The Teaching and Technology Summit showcases innovative work in teaching and its intersections with technology. Connect with colleagues and share creative ways to use technology to enhance teaching and learning.
The engaging and informal sessions at the Summit range from quick hits (5 minutes) to deeper dives (20 minutes), meaning you can fit them into your schedule.
All sessions will be recorded and made available for 90 days following the Summit. Chat and Q&A will not be recorded.
Opening Keynote: Jon Ippolito
Thinking or Shrinking? AI and Post-Citation Scholarship
8:30 a.m. Thursday, March 20, 2025
Citing sources has been fundamental to information literacy long before the Internet existed. But what happens to scholarly attribution if the wellspring of knowledge production shifts from the archive to AI? This talk looks at generative AI as a compression format for the Internet, forecasting how scholarship and creative activity could change for faculty and their students if generation replaces discovery. To understand this potential shift, it helps to forego animistic metaphors like a growing child or parrot in favor of mechanistic analogues like a compression algorithm (like JPEG) and thermodynamic system (like a cup of coffee).
This talk explains how mathematical properties that large language models share with these stochastic systems seek an equilibrium that fills in gaps in missing data, enabling LLMs to summarize and even find new correlations in existing knowledge. But compression comes at a cost. When we turn to AI for facts and photos instead of the world at large, we smooth away outliers, noise, or surprises in the name of efficiency. The talk concludes with implications for integrating this compression algorithm for human knowledge into our classrooms, syllabi, and lives.
Jon Ippolito is an artist, writer, and curator who teaches New Media and Digital Curation at the University of Maine. Winner of Tiffany, Lannan, American Foundation, and Thoma awards, Ippolito is co-founder of the Variable Media Network for preserving new media art, UMaine's Digital Curation and Just-in-Time Learning programs, and Learning With AI, a toolkit for educators and students that makes it easy to filter for AI assignments and resources by discipline or purpose. Ippolito has given over 200 presentations, co-authored the books At the Edge of Art and Re-collection: Art, New Media, and Social Memory, and published 80 chapters and articles in periodicals from Artforum to the Washington Post. His AI focus is creators--writers programmers and media makers--and how the technical, aesthetic, and legal ramifications of generative AI empower and frustrate them.
Closing Keynote: Dr. Chin-Sook Pak
The Power of Community-Centered Learning: Building Relationships that Matter
11 a.m. Friday, March 21, 2025
As educators, we find joy when our students engage, thrive, and grow. While many strategies foster engagement and active learning, this presentation highlights the power of relationship-building and community-centered learning. In his Parting Prescription for America, former Surgeon General Vivek Murthy argues that rebuilding community through relationships, service, and purpose is key to cultivating health, happiness, and fulfillment in society. Drawing on over 25 years of collaborative projects with students, instructors, and community partners both on and off-campus, Dr. Pak will share reflections from former students and insights from her learning community—showing the impact building a sense of community has on learning, teaching, productivity, and well-being.

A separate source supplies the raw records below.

PR #57, opened 2020-02-21
Deleting records which contain empty data.

WenzDaniel:
By default only fragments of the order 1 or higher are delete during this process.

Was faster then including this in my other PR.

### DIFF
--- a/straxen/plugins/pulse_processing.py
+++ b/straxen/plugins/pulse_processing.py
@@ -150,6 +150,9 @@ class PulseProcessing(strax.Plugin):
 
             # Probably overkill, but just to be sure...
             strax.zero_out_of_bounds(r)
+            
+            # Deleting fragments which contain zero data:
+            r = _del_empty(r, 1)
 
         return dict(records=r,
                     diagnostic_records=diagnostic_records,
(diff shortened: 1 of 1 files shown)


WenzDaniel:
Update: I just checked with the run 181027_2044 which fraction of fragments is actually empty and it is about 1%.

JelleAalbers:
Thanks Daniel! 1% is still a nice data reduction if it's free.

This would also delete an empty record in between two filled records in the same pulse, right? I guess this is harmless at this stage of processing, though I'm not 100% sure. Maybe we can start doing this in the next release of straxen, so if it causes any problems, we can isolate them from the bigger hitfinder and strax changes.

WenzDaniel:
> This would also delete an empty record in between two filled records in the same pulse, right?

Yes, but I can modify it if necessary. 

> Maybe we can start doing this in the next release of straxen, so if it causes any problems, we can isolate them from the bigger hitfinder and strax changes.

I agree, thanks.

WenzDaniel:
In addition to your comment Jelle, I just learned with the nVETO straxen plugins that there is an other issue which I have not thought of. 
I do not know how big the chances are to get something like this, but I was (un)lucky to find a hit with a right extension of a single sample into a higher fragment. This single sample was 0... strax.zero_out_of_bounds set also the rest of the fragment to zero and so it was cut. A bit later in the chain my higher order plugins wondered why they cannot find the fragment because it was supposed to contain real data....
I will try to rewrite this small function and include all comments.

jorana:
@WenzDaniel can we/you delete this branch?

PR #63, opened 2020-03-07
added elifetime

Jianyu010:
Can we add one entry about electron lifetime correction to event_info for S2(x,y) correction?

### DIFF
--- a/.bumpversion.cfg
+++ b/.bumpversion.cfg
@@ -1,5 +1,5 @@
 [bumpversion]
-current_version = 0.4.1
+current_version = 0.5.0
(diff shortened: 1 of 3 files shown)


JelleAalbers:
Hi Jianyu, it looks like you accidentally made a commit to our `stable` branch, which was meant to update on releases only. I've changed the permissions to prevent this now. Your PR also had a typo (causing the Travis test build to fail) and some unintended changes (changing the default context to point to your home directory). The idea of your change seemed fine, happy to consider this -- but please test it first, and have a look through the code comparison before you make a PR.

PR #64, opened 2020-03-08
Sort out subdetector outputs in DAQReader

JelleAalbers:
This:
 * Lets DAQReader sort/split raw records data from different subdetectors into different data types.
 * Makes a start with splitting off XENON1T and XENONnT contexts explicitly.

After this, DAQReader will be a multi-output plugin, producing `raw_records`, `raw_records_lowgain`, `raw_records_mv`, and `raw_records_aqmon`. If any of them has no entries (e.g. MV for a non-linked TPC run) the data types will still exist, but all chunks will be empty. On disk, they get a folder with only a metadata.json file (no empty files).

Sorting out the different subdetectors in DAQReader seems preferable over several alternatives (to me -- happy to hear other perspectives!):
  * **Having multiple DAQReaders** (what I had initially in mind) would put the burden on redax to sort things in different (sub)folders on ceph. Strax would also have a big headache trying to piece together the many independent source plugins producing data with not-perfectly aligned chunks (because final chunk breaks are set by where the data shows gaps).
  * **Sorting in PulseProcessing** is what we currently do. This means PulseProcessing shows up in the muon veto and acquisition monitor dependency chain, so when we e.g. change the TPC hitfinder threshold all muon veto processing would have to be redone from scratch. That can't be right.
  * **Let the first plugin of each subsystem select a channel range** would still mean you still have to (download and) go through the full raw_records, even to reprocess very light data such as the acquisition monitor or muon veto.
  * **Having separate channel-selector plugins** that do no processing for each subsystem would be almost equivalent to this PR does -- except that you would save the intermediate unsorted raw_records unnecessarily. Having many plugins depend on a big monolithic raw_records could also increase strax's memory usage, depending on under what conditions numpy arrays get copied internally.

This does not consider the neutron veto yet. I'm starting to agree with @darrylmasson that the most elegant solution would be a single DAQReader plugin that can handle everything. We would have to make a few modifications to deal with the different digitizer time resolution, and (if I understood correctly) the fact that the data will appear in a different folder. We'd also have to consider if the data is still sparse enough to look for simultaneous chunk breaks.

### DIFF
--- a/straxen/plugins/daqreader.py
+++ b/straxen/plugins/daqreader.py
@@ -67,7 +67,6 @@ class DAQReader(strax.Plugin):
         'raw_records',
         'raw_records_lowgain',
         'raw_records_aqmon',
-        'raw_records_aqmon_nv',
         'raw_records_mv')
 
     data_kind = frozendict(zip(provides, provides))
--- a/straxen/plugins/daqreader.py
+++ b/straxen/plugins/daqreader.py
@@ -288,6 +288,12 @@ class DAQReader(strax.Plugin):
         # Convert to strax chunks
         result = dict()
         for i, subd in enumerate(self.config['channel_map']):
+
+            # Ignore data from the 'blank' channels, corresponding to
+            # channels that have nothing connected
+            if subd.endswith('blank'):
+                continue
+
             result_name = 'raw_records'
             if subd != 'tpc':
                 result_name += '_' + subd
--- a/straxen/plugins/daqreader.py
+++ b/straxen/plugins/daqreader.py
@@ -3,7 +3,9 @@ import os
 import shutil
 import warnings
 
+from frozendict import frozendict
 import numpy as np
+import numba
 
 import strax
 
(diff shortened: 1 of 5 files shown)


straxen/plugins/daqreader.py
```diff
@@ -22,45 +24,63 @@ class ArtificialDeadtimeInserted(UserWarning):
...
+                 help="time of start run (s since unix epoch)"),
     strax.Option('daq_chunk_duration', track=False,
                  default=int(5e9), type=int,
                  help="Duration of regular chunks in ns"),
     strax.Option('daq_overlap_chunk_duration', track=False,
                  default=int(5e8), type=int,
                  help="Duration of intermediate/overlap chunks in ns"),
-    strax.Option('daq_input_dir', type=str, track=False,
-                 help="Directory where readers put data"),
+    strax.Option('daq_compressor', default="blosc", track=False,
```
darrylmasson: Is there a specific reason we're still specifying blosc as the default compressor for live data? Redax uses lz4 by default, and has for several months at this point.

JelleAalbers: Thanks, should be fixed now

straxen/plugins/daqreader.py
```diff
@@ -259,9 +279,84 @@ def compute(self, chunk_i):
...
+        for r in result.values():
+            print(f"\t{r}")
         return result
+
+
+@export
+class Fake1TDAQReader(DAQReader):
+    provides = (
+        'raw_records',
+        'raw_records_diagnostic',
```
jorana: @JelleAalbers I think this does not work with the xnt_common_config as above since this will result in a key error.

straxen/plugins/daqreader.py
```diff
@@ -259,9 +279,84 @@ def compute(self, chunk_i):
...
+                continue
+
+            result_name = 'raw_records'
+            if subd != 'tpc':
+                result_name += '_' + subd
+            result[result_name] = self.chunk(
+                start=self.t0 + break_pre,
+                end=self.t0 + break_post,
+                data=result_arrays[i],
+                data_type=result_name)
```
jorana: Shouldn't this be raw_records?

straxen/plugins/pulse_processing.py
```diff
@@ -62,13 +62,8 @@
              'Specify as a tuple of length n_tpc_pmts, or a number.'),
 
     strax.Option(
-        'n_tpc_pmts',
-        default=straxen.n_tpc_pmts,
+        'n_tpc_pmts', type=int,
```
jorana: For some reason I'm not able to acces this option. I'm not able to get it to the ```self.config``` by e.g. passing on these options: ```{'daq_input_dir': '/live_data/xenonnt/007079', 'daq_compressor': 'lz4', 'run_start_time': 1583745091.405, 'record_length': 500, 'n_readout_threads': 30, 'n_tpc_pmts': 493, 'channel_map': <frozendict {'tpc': (0, 493), 'lowgain': (500, 752), 'aqmon': (799, 807), 'tpc_blank': (999, 999), 'mv': (1000, 1083), 'mv_blank': (1999, 1999), 'diagnostic': (3000, 4000)}>}```

straxen/plugins/daqreader.py
JelleAalbers: True: the Fake1TDAQReader is only meant to be run on XENON1T data through the fake_daq. XENONnT can use DAQReader.

straxen/plugins/daqreader.py
JelleAalbers: We are looping over the different subdetectors here and creating a chunk for each. So this will take on several values; raw_records is one of them.

straxen/plugins/pulse_processing.py
JelleAalbers: Interesting: since no default is given, something must be getting to this option to allow the Travis build to succeed (at least in the XENON1T condition). But you must be passing the config correctly, otherwise the daqreader would have complained about missing daq_input_dir... Not sure what is going on.

straxen/plugins/daqreader.py
jorana: Ah okay, I thought it wasn't creating the other datakinds correctly. However, I see that the error I ran into is due to the omission of the aqmon_nv here. ttps://github.com/XENONnT/straxen/blob/ff98a67e42d922f2cc62d36cfdcfbf84a7635233/straxen/contexts.py#L35

straxen/plugins/pulse_processing.py
jorana: Could it be due to strax? If I add a default everyting works. I'm not sure what happens if no default is given here:
https://github.com/AxFoundation/strax/blob/master/strax/config.py

straxen/plugins/daqreader.py
jorana: Thanks, I did a register all instead of register for daqreader rather than for DAQReader

straxen/plugins/pulse_processing.py
JelleAalbers: I see you're only adding the `xnt_common_config` options inside `st_make`, rather than in `new_context`, maybe this is an issue. Otherwise, could you post the exact error you're getting?

I'm happy to dig for bugs in strax's config handling. It's just curious that `daq_input_dir` also doesn't have a default, but seems to be passed fine, and the fake DAQ has no trouble finding `n_tpc_pmts`.

jorana: > I see you're only adding the `xnt_common_config` options inside `st_make`, rather than in `new_context`, maybe this is an issue. Otherwise, could you post the exact error you're getting?
> I'm happy to dig for bugs in strax's config handling. It's just curious that `daq_input_dir` also doesn't have a default, but seems to be passed fine, and the fake DAQ has no trouble finding `n_tpc_pmts`.

Jelle you are a genius! It does work now. I must admit I'm quite surprised that as you say the ```daq_input_dir``` can be passed as an argument this way whereas the ```n_tpc_pmts``` apparantly cannot?

straxen/plugins/daqreader.py
JelleAalbers: Good catch, I removed the line

straxen/plugins/pulse_processing.py
JelleAalbers: Great! I think n_tpc_pmts is probably already used in some infer_dtype, so crash will complain about that at an earlier stage. Do you want to push the bootstrax fix to this PR? And are you OK to merge after that?

jorana: Sure, I'm merging after Travis approves

PR #66, opened 2020-03-10
Example is so out of date that it's not useful

sophiaandaloro:
(Chris also typing here)


tunnell:
Ah, thanks.  It's also version control so people can always see what was here.

Everybody in my group is running strax in different settings and doing comparisons, so we're just working on some machinery that takes a context list of strax configs then batch queues that.  We stumbled across this but it's easy enough to do something small, flexible, and nice that can generalize.

PR #65, opened 2020-03-09
KrDoubleS1Scatter plugins

DonNabla:
Implementation of the four plugins of the KrDoubleS1Scatter events processing. Those plugins are used for Kr events selection and analysis. The main features are the time ordering of the two main S1s and S2s peaks. Furthermore, several new variables, useful for the Kr events selection, have been implemented such as:

- **s1_a_area:** Area of the first main S1 in time.
- **s1_b_area:** Area of the second main S1 in time.
- **cS1_a and cS1_b:** Corrected area of S1_a and S1_b using the event position.
- **cS2_a and cS2_b:** Corrected area (position and electron lifetime) of the main and secondary S2 using their corresponding position.
- **s1_a_n_contributing:** The number of PMTs contributing to the first S1.
- **s1_b_n_contributing:** The number of PMTs contributing to the second S1.
- **ds_s1_b_n_distinct_channels:** The number of PMTs contributing to the second S1 (S1_b) distinct from the one contributing to the first.
- **ds_s1_dt:** The delay time between S1_a and S1_b peaks (using the center time of each peak).
- **ds_s2_dt:** The delay time between S2_a and S2_b peaks (using the center time of each peak).

Summary note on Kr events selection with strax is under construction.

PR #67, opened 2020-03-12
Move Maxime's improvements to EventBasics

JelleAalbers:
This:
  * Upgrades EventBasics to include the extra fields suggested by Maxime in https://github.com/XENONnT/straxen/pull/65.
  * Adds the computation of the number of channels contributing to the secondary but not primary S1 in a separate plugin.
  * Modifies Maxime's event_info plugin to load the existing event_basics, but change the field name convention to the conventional one for double scatter analyses -- e.g. `s1_xxx`->`s1_a_xxx`, `alt_s1_xxx` -> `s1_b_xxx`.
    * I'm actually not sure if it is a good idea to maintain two conventions long-term. But at least this should allow you and others to test it and transition more smoothly, if you want.

The reason for separating the distinct channel computation is that this requires going back to relatively low-level information only available in peaks. An alternative would be to add e.g. `does_channel_contribute` bools for each channel to peak_basics, but that means peak_basics would become of a comparable size to peaks itself. Since we have ~500 PMTs, the per-channel info is the part of `peaks` that takes the most space.

@DonNabla Do you agree with this approach, and if so, could you test it on a Kr dataset? I only tried it on a one-minute background set. Feel free to make other changes as well: this PR is only to make a modification to your branch in https://github.com/XENONnT/straxen/pull/65.

### DIFF
--- a/straxen/contexts.py
+++ b/straxen/contexts.py
@@ -11,6 +11,7 @@ common_opts = dict(
         straxen.peaklet_processing,
         straxen.peak_processing,
         straxen.event_processing,
+        straxen.double_scatter,
         straxen.cuts],
     store_run_fields=(
         'name', 'number',
--- a/straxen/plugins/KrDoubleS1Scatter.py
+++ b/straxen/plugins/KrDoubleS1Scatter.py
@@ -1,436 +1,72 @@
-import strax
+import numpy as np
 
-from straxen.common import pax_file, get_resource, get_elife, first_sr1_run
-from straxen.itp_map import InterpolatingMap
+import strax
 export, __all__ = strax.exporter()
 
+
 @export
-@strax.takes_config(
-    strax.Option('n_top_pmts', default=127,
-                 help="Number of top PMTs"))
-class DoubleS1Scatter_PeakBasics(strax.Plugin):
-    __version__ = "0.1.0"
-    parallel = True
-    depends_on = ('peaks',)
-    provides = 'DoubleS1Scatter_peak_basics'
+class DistinctChannels(strax.LoopPlugin):
+    __version__ = '0.1.0'
+    depends_on = ('event_basics', 'peaks')
     dtype = [
-        (('Start time of the peak (ns since unix epoch)',
-          'time'), np.int64),
-        (('End time of the peak (ns since unix epoch)',
-          'endtime'), np.int64),
-        (('Weighted center time of the peak (ns since unix epoch)',
-          'center_time'), np.int64),
-        (('Peak integral in PE',
-            'area'), np.float32),
-        (('Number of PMTs contributing to the peak',
-            'n_channels'), np.int16),
-        (('PMT number which contributes the most PE',
-            'max_pmt'), np.int16),
-        (('Area of signal in the largest-contributing PMT (PE)',
-            'max_pmt_area'), np.int32),
-        (('Width (in ns) of the central 50% area of the peak',
-            'range_50p_area'), np.float32),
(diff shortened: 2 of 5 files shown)


DonNabla:
Hi Jelle, I implemented a few things in your proposition, the main idea was to implement the time ordering of S1s and S2s peaks in a way that it will benefit to the others events class ( event_ position, corrected_areas) without unnecessary changes in their code. To do so, the ordering in time must be done in the event_basics class, as it is illustrated below:

Kr_Double_Scatter

In this way, the corrected areas will be properly derived from the position of each peak ordered in time.

I would like to know if there is a way to make understand strax that when someone is asking for the event_info_double class:

```python
data = st.get_df(['170206_1355'],['event_info_double'])
```
It implies that he has to set  **time_ordering = True** in the config.

```python
data = st.get_df(['170206_1355'],['event_info','distinct_channels'],config = dict(time_ordering = True))
```

JelleAalbers:
Hi Maxime, thanks for this! It looks like an innovative solution, which indeed means we would need to add very little extra code.

There is currently no way to tell strax to set a configuration option whenever a user loads a plugin, though technically everything is possible of course. A more explicit way would be to have a "Krypton context" for each analysis context, or a switch that toggles 'krypton mode' for a context.

However, regardless of how we implement this, it would mean the main and krypton analyses become quite separate. A cut defined in one (say on s2_area_fraction_top) could not be used in the other without changing meaning (and thus acceptance and rejection power). Since the definition of what "main S1" means changes, so does the meaning of most variables in event_basics and beyond.

I think there are two possible ways to deal with this:
  1. We keep the option you introduced in `EventBasics` to swap the main and alternate S1 if the alternate S1 occurs first. However, it would be only for experimental/exploratory use, and no official cuts would be defined with the option turned on. This way you can still enforce time ordering to make plots to distinguish populations in a Kr analysis, but afterwards, you would turn the option off again so you can use cuts from other analyses without them changing meaning (and other analyses can use your cuts). After all, the large S1 should come first in a good Kr event.
  2. Alternatively, we could go back to my original proposal, i.e. have the s1_a/b swap as an option for `EventInfoDouble`. It can now be left on by default: since `EventInfoDouble` and `EventBasics` use different names for their variables (s1_a/b vs s1/alt_s1), their computations are independent, so you can mix selections defined on both safely. The main drawback of this, as you pointed out, is that we would have to define main-S1 and alternate-S1 versions of variables in all plugins after `EventBasics` (such as `EventPositions`). The variables might be useful anyway, but if one plugin forgets to define them, it has the potential to mislead to the Kr analyst.

I think (1) would be the most elegant, unless time ordering is fundamental to getting a good Kr selection in a way I'm not appreciating.

How would you feel about this? Do you agree with the problem, or see an alternate solution?

DonNabla:
Hi Jelle, you raise a good point here. I agree that (1) is the best option. In addition, it will allow me to do a comparatives study of events selection with time-ordering vs area-ordering, which could help us to state the equivalence between them.

Therefore, I propose to merge this branch (in its current state) in my PR.

JelleAalbers:
Thanks Maxime! If you permit, I made two further changes:
  * Simplify the logic a bit. Rather than swapping all the properties (which got tricky for the drift times), we swap the main and alternate indices after they are assigned. 
  * Rename `time_ordering` to `force_main_before_alt`. 'Time ordering' could be confused with the requirement that S1s occur before S2s, or by taking the very first S1 in the event as the main S1 regardless of its size.

If you agree, let's merge both branches.

PR #68, opened 2020-03-14
Move bootstrax's context into contexts.py

JelleAalbers:
This:
  * Moves the online processing context created in bootstrax out to the main context file. This is mainly so you can load nT data in notebooks on the eb machine after `st = straxen.contexts.xenonnt_online()`.
  * Fixes some name/number handling in rundb.py.

I tested it briefly on eb0; bootstrax still seems to work.

### DIFF
--- a/bin/bootstrax
+++ b/bin/bootstrax
@@ -225,6 +225,7 @@ def new_context():
     return straxen.contexts.xenonnt_online(
         allow_multiprocess=args.cores > 1,
         allow_shm=args.cores > 1,
+        we_are_the_daq=True,
         max_messages=args.max_messages)
 
 st = new_context()
--- a/bin/bootstrax
+++ b/bin/bootstrax
@@ -222,19 +222,10 @@ def new_context():
     """Create strax context that can access the runs db"""
     # We use exactly the logic of straxen to access the runs DB;
     # this avoids duplication, and ensures strax can access the runs DB if we can
-    st = strax.Context(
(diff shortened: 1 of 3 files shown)


bin/bootstrax
```diff
@@ -222,19 +222,11 @@ def new_context():
...
-            runid_field='number',
-            new_data_path=output_folder,
-            mongo_dbname=dbname),
-        config=straxen.contexts.xnt_common_config,
-        **context_opts)
-    st.context_config['allow_multiprocess'] = True if args.cores > 1 else False
-    st.context_config['allow_shm'] = True if args.cores > 1 else False
-    st.context_config['max_messages'] = args.max_messages
-    return st
+    return straxen.contexts.xenonnt_online(
```
jorana: If we don't specify the ```output_folder``` the data isn't going to a place where datamanager can fetch it.

jorana:
Other than the minor comment it looks good Jelle!

bin/bootstrax
JelleAalbers: Good catch, thanks. Should be fixed now.

jorana:
Thanks Jelle, I've removed some superfluous DB calls that were now obsolete (
76b02f2). Since these commands were now a little scattered around, I bundled them again.

Also changed the reference you mentioned last Thursday for the nT-simulator (f03fe85) as you are editing context.py anyway.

For 25 years, Dr. Chin-Sook Pak has integrated community-based learning into Spanish language, content, and interdisciplinary honors colloquium courses. This work has led to numerous publications, workshops, and collaborations that promote language learning, diversity, intercultural humility, and advocacy for Latinx access to higher education. She is the recipient of the Immersive Learning Outstanding Faculty Award (2024), Outstanding Diversity Advocate Award (2023), Outstanding Teaching Award, the Brian Douglas Hiltunen Faculty Award for Outstanding Contribution to the Scholarship of Engagement (Indiana Campus Compact), and the 2022 AATSP (American Association for Teachers of Spanish and Portuguese) Outstanding Scholarship Publication Award for her article on the long-term effects of service-learning for students of Spanish.
Here’s what previous attendees loved about the Teaching and Technology Summit
“This was a great experience. I have so many ideas to work on over the summer as I improve my courses for the fall.”
“There's a lot of other faculty doing cool things and working hard to create meaningful experiences for our students. I made a bunch of notes on stuff to try or learn more about.”
“I thought it was extremely well organized and I loved how engaging the presenters were. They all did an amazing job with this offering!”
“I liked how short the presentations were and that you could pop in and out. I loved having the resources available for later.”
“The entire event was incredibly well managed, promoted, and executed […] a perfect example of experience design in practice.”
This event is coordinated by the Division of Online and Strategic Learning. Our mission is to serve Ball State students, faculty and staff by pursuing, developing, and implementing best practices in teaching, learning, and student support services. We do this through an adaptive culture of rigorous assessment and evaluation of techniques and approaches that benefit Ball State students both near and far.